Here he concludes what he expects from all the students. This makes it all very easy understandable and easy to follow, which is important when he is addressing kids and youngsters. The main point he is making is that all the students should work hard in school so they can get a good education. As a ground for this main statement he says that a good education is needed if one wants to become something in life, and that jobs and money does not come from nothing. He uses different kinds of rhetorical techniques when he argues his points.
He starts off by addressing the audience personally in the very first line, “Hello everyone – how’s everybody doing today? ” (l. 1). This makes the audience pay much more attention than if he had just said something such as ‘welcome’ for instance. Throughout the speech he often repeats a word or the beginning of a sentence such as it is seen in lines 164-165. Here he repeats the phrase “I expect …”. This gives his words more substance. When you read or hear it you really focus on the things that are repeated.
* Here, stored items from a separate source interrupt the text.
Issue #6319, opened 2025-02-08
Slang needs to error out when duplicate or overlappping system value names are used


fairywreath:
Slang successfully compiles shader with duplicate built-in decorations, for example:
```
float4 main(uint vertexID : SV_VertexID, uint anotherVertexID : SV_VertexID) : SV_Position {
    return float4(vertexID * 0.1, 0, 0, 1);
}
```
This compiles successfully to invalid shaders such as:
```
struct vertexOutput_0
{
    @builtin(position) output_0 : vec4<f32>,
};

@vertex
fn main(@builtin(vertex_index) vertexID_0 : u32, @builtin(vertex_index) anotherVertexID_0 : u32) -> vertexOutput_0
{
    var _S1 : vertexOutput_0 = vertexOutput_0( vec4<f32>(f32(vertexID_0) * 0.10000000149011612f, 0.0f, 0.0f, 1.0f) );
    return _S1;
}
```
Built-in/system values cannot be duplicated in the entry point parameter list.

fairywreath:
I cannot assign myself this issue but I will be working on it.

jkwak-work:
Pushing to Q4 2025.

@fairywreath , do you have an ETA for this?
I see a PR related to this issue is merged, but I am not sure if it is directly related.

jkwak-work:
@nv-slang-bot , can you make a PR for this issue if we don't already have one?

Issue #4961, opened 2024-08-28
Slang need to print an error for an invalid system-value semantic name


jkwak-work:
**Problem description**
Slang should print an error when an invalid system-value sematic is used.
When a semantic name starts with `SV_`, it must be one of the reserved semantic names.
Slang silently allows any names but DXC prints an error.

**Repro**
The following example uses an invalid System-value-like semantic name, SV_DispatchThreadIndex.
A correct name is `SV_DispatchThreadID` with "ID" not "Index".
```
RWStructuredBuffer<int> outputBuffer;

[numthreads(1, 1, 1)]
void computeMain(uint tid : SV_DispatchThreadIndex)
{
    outputBuffer[tid] = tid;
}
```
Try the following command and observe that Slang doesn't print any errors.
```
$ slangc.sh -stage compute -entry computeMain test.slang
```
Try the following command and observe that DXC prints an error.
```
$ dxc.exe -T cs_6_4 -E computeMain test.slang
test.hlsl:4:31: error: invalid semantic 'SV_DispatchThreadIndex' for cs 6.4
void computeMain(uint tid_0 : SV_DispatchThreadIndex)
                              ^
```

fairywreath:
I am working on a fix for this and I need a few clarifications.

Currently Slang does print an error when an invalid system-value sematic name is used, but only when a target is specified during IR legalization. This does not apply for HLSL however and no error is given. When no target is specified(i.e. the command specified in the repro descirption), no error is given. I just want to confirm that the desired behavior is:
- Give an error that is backend/target agnostic when an invalid SV name is used. This will check against all valid SV names, for all targets.
- "Unimplemented" errors can be given as well in target specific code when a valid SV name is unimplemented or invalid for the specific target(this currently already exists except for HLSL).

fairywreath:
After some investigation this issue is best handled together with #411. I originally intended for a quick fix but a proper solution with semantics in the stdlib is a lot more involving since I do not have adequate knowledge(yet at least) on how write proper meta stuff, and my work on this will be paused for now.

PR #6795, opened 2025-04-12
Add SV_PointCoord to match gl_PointCoord

juliusikkala:
Adds support for [`gl_PointCoord`](https://registry.khronos.org/OpenGL-Refpages/gl4/html/gl_PointCoord.xhtml) in the GLSL compatibility mode and a simple test for it.

It'd probably be nice to have this functionality available even without the GLSL compatibility mode, but that requires some kind of API decisions since HLSL doesn't have any equivalent value, and it would only work with the GLSL and SPIRV targets.

### DIFF
--- a/source/slang/glsl.meta.slang
+++ b/source/slang/glsl.meta.slang
@@ -96,21 +96,7 @@ public typealias dmat4x4 = matrix<double, 4, 4>;
 
 public out float4 gl_Position : SV_Position;
 public out float gl_PointSize : SV_PointSize;
-public property float2 gl_PointCoord {
-    [require(glsl_spirv, fragment)]
-    get
-    {
-        __target_switch
-        {
-        case glsl:
-            __intrinsic_asm "(gl_PointCoord)";
-        case spirv:
-            return spirv_asm {
-                result:$$float2 = OpLoad builtin(PointCoord:float2);
-            };
-        }
-    }
-}
+public in float2 gl_PointCoord : SV_PointCoord;
 
 public in vec4 gl_FragCoord : SV_Position;
 public out float gl_FragDepth : SV_Depth;
--- a/source/slang/glsl.meta.slang
+++ b/source/slang/glsl.meta.slang
@@ -96,6 +96,22 @@ public typealias dmat4x4 = matrix<double, 4, 4>;
 
 public out float4 gl_Position : SV_Position;
 public out float gl_PointSize : SV_PointSize;
+public property float2 gl_PointCoord {
+    [require(glsl_spirv, fragment)]
+    get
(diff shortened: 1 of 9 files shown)


fairywreath:
I think we should add a `SV_PointCoord` system value. Metal supports this as well through `point_coord`.

source/slang/glsl.meta.slang
```diff
@@ -96,6 +96,22 @@ public typealias dmat4x4 = matrix<double, 4, 4>;
 
 public out float4 gl_Position : SV_Position;
 public out float gl_PointSize : SV_PointSize;
+public property float2 gl_PointCoord {
```
fairywreath, line 99: Add `SV_PointCoord` for SPIRV, GLSL and Metal and use it here directly. The current system value implementation is a bit messy and you need to edit 3 separate files/function - `slang-emit-spirv.cpp`, `slang-ir-glsl-legalize.cpp`, and `slang-ir-legalize-varying-params.cpp`(for Metal).

juliusikkala: Alright, thanks for the hints - I've done this now.

csyonghe (dismissed):
Thanks, this looks good. 

We really need some refactor around system values to clean up all the duplicate/ messy adhoc handling across different backends and passes, and make it more extensible and working with the capability system etc…

csyonghe:
Needs to update the doc here too: docs/user-guide/a2-01-spirv-target-specific.md

fairywreath:
> Thanks, this looks good.
> 
> We really need some refactor around system values to clean up all the duplicate/ messy adhoc handling across different backends and passes, and make it more extensible and working with the capability system etc…

Yes I agree and I am planning to work on this. A good refactor is needed to fix these issues across all targets, for example:
- #6319
- #4961

tests/glsl-intrinsic/point-coord.slang
```diff
@@ -0,0 +1,15 @@
+//TEST:SIMPLE(filecheck=CHECK_SPIRV): -entry main -stage fragment -target spirv
+//TEST:SIMPLE(filecheck=CHECK_GLSL): -entry main -stage fragment -target glsl
+
```
fairywreath, line 3: Also add a test targetting Metal here.

fairywreath:
docs/user-guide/a2-02-metal-target-specific.md also needs to be updated, sorry for not noticing this earlier.

juliusikkala:
No problem! The Metal docs had no mention of `SV_PointSize` either but already supports it, so I documented that as well since it's kinda related.

fairywreath (approved):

So when it is used here you really understand exactly what it is he wants the students to do.
Another thing that he does to really capture his audience is to give them examples that they can relate to or compare themselves to. This is done in line 92 to 107. This is also good, because it is a quite young audience he is addressing in this speech and it makes the whole thing easier accessible for them. He also tells his own story, and thereby makes himself more relatable. That is important, because when kids see Obama they see a famous person but none the less a stranger, and therefore an adult whom they do not know how to relate to.
All these things make him more unrelatable for the young people. So when he reveals details about his own childhood he creates a trust bond between himself and his audience, and in that way makes the kids want to listen and more likely agree with him. In America national sentiment is very common, and responsibility towards the country is often used as a means to encourage and motivate people. This feeling is something that Obama also takes advantage of, “If you don’t do that – if you quit on school – you’re not just quitting on yourself, you’re quitting on your country” (ll. 63-64).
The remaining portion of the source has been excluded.